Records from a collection
PR #1184, opened 2020-11-18
refactor: remove nested collections and items

cazala:
**Depends on:** https://github.com/decentraland/builder-server/pull/135

This PR makes the necessary changes to use the version of the server that does't return nested items and collections.

Since collections don't come with their items inside, I added an extra endpoint to the server and a corresponding action on the frontend to fetch a collection's items

### DIFF
--- a/src/components/CollectionProvider/CollectionProvider.tsx
+++ b/src/components/CollectionProvider/CollectionProvider.tsx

# PROBLEM REQUIREMENTS:
Count how many lines in the data contain the word "server". Reply with that number only.

# WRITTEN RESPONSE:
3